After our initial exploration and fine tuning of the business understanding, it is time to construct our final dataset prior to modeling.  Here, we want to make sure to handle any integrity issues and cleaning, the engineering of new features, any transformations that we believe should happen (scaling, logarithms, normalization, etc.), and general preparation for modeling with `sklearn`. 

1. Handle Price outliers
    - Remove entries where price is less than 1000
    - Consider entries with price within 3 times standard deviation
2. Handle missing data
    - Some features are very critical, so we cannot fill the missing values. We are going remove such entries from the dataset
    - Some missing can be logically filled
3. Custom logic to fill missing data
    - For categorical features like title_status, size, type, drive are filled by random choice of categorical value and maintaining the same probability of value distribution
    - For categorical features like fuel, condition, there is no one logic
        - For all tesla car, fuel type will be electric
        - Cars before 2014 are mostly gas/diesel
        - For condition feature, calculate the mean price for each categorical value and compare with price to come up with appropriate value
4. Convert categorical values to integers

### Modeling

With your (almost?) final dataset in hand, it is now time to build some models.  Here, you should build a number of different regression models with the price as the target.  In building your models, you should explore different parameters and be sure to cross-validate your findings.

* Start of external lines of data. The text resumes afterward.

PR #4551, opened 2016-05-31
PIM-5712: Keep file reference in db after media removal

damien-carcel:
**Description**

When adding a new media to a product, an entry is created in the table “akeneo_file_storage_file_info”. When removing the media, the entry in “akeneo_file_storage_file_info” must be kept so history is preserved, and revert is correctly done in EE.

If the user adds an attribute, upload a media, save the product, then directly remove the attribute field still containing the media, and save the product, in this case the entry in the database is deleted. This is due to the cascade remove perform by Doctrine on the product value.

This does not happen if one first removes the media (but keeps the attribute) and save the product as the product value is still here (as the field), just cleaned through JavaScript. Then, when the user removes the field, it is not linked to the media anymore, so the media is kept in a database.

This PR fixes the problem by removing the cascade remove on media in the product value.

**Definition Of Done**

### DIFF
--- a/features/Context/AssertionContext.php
+++ b/features/Context/AssertionContext.php
@@ -585,7 +585,7 @@ class AssertionContext extends RawMinkContext
     public function theScopableFieldShouldHaveTheFollowingColors($field, TableNode $table)
     {
         $element = $this->getCurrentPage()->find('css', sprintf('label:contains("%s")', $field))->getParent();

1. Below listed regression models are built
    - Linear Regression Model
    - Ridge Model
    - Lasso Model
2. GridSearchCV is used to find best parameters
    - For Ridge Model, alpha of 0.01 happens to be best parameter
3. cross_val_score is used to scoring the model using r2
4. permutation_importance is used to identify features importance
    - Visualization is built for ease of understanding



### Evaluation

With some modeling accomplished, we aim to reflect on what we identify as a high quality model and what we are able to learn from this.  We should review our business objective and explore how well we can provide meaningful insight on drivers of used car prices.  Your goal now is to distill your findings and determine whether the earlier phases need revisitation and adjustment or if you have information of value to bring back to your client.

1. To evaluate accuracy of the models, calculated Mean Square Error, R2 regression score
2. Since identified high impactful features are categorical, built regression model to identify which among has high impact
    - Used Ridge Model
    - Modify dataset to contain only high impact features
    - Visualization is built for the results 


### Deployment

Now that we've settled on our models and findings, it is time to deliver the information to the client.  You should organize your work as a basic report that details your primary findings.  Keep in mind that your audience is a group of used car dealers interested in fine tuning their inventory.

After all the analysis and modelling found the below top features has impact on car price. All the linear regression models employed resulted with same features. These observations resonates with real world expectations.

- Condition (State of the car)
- Year (Age of the car)
- Type (Car segment)
- Manufacturer (Brand matters)
     
Further analysis and modelling only this top features using ridge model, found R2 score close to zero i.e. there is no linear relationship with individual features. This observation convey that there are multiple features affecting the car price not just one.

Car dealership should incorporate these findings when filling their inventories to get better price for the used car.